╭──

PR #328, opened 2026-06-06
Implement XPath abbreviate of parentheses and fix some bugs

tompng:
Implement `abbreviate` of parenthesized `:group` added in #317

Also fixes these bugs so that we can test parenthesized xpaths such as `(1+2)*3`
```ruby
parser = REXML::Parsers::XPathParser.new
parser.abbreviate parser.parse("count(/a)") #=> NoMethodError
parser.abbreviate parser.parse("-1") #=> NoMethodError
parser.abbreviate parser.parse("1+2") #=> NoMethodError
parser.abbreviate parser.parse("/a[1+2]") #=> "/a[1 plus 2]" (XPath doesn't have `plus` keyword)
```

╰──

Work to complete
Give the tally of lines in the listing above that contain the string "NoMethodError", with nothing besides it.

Exercise solution
3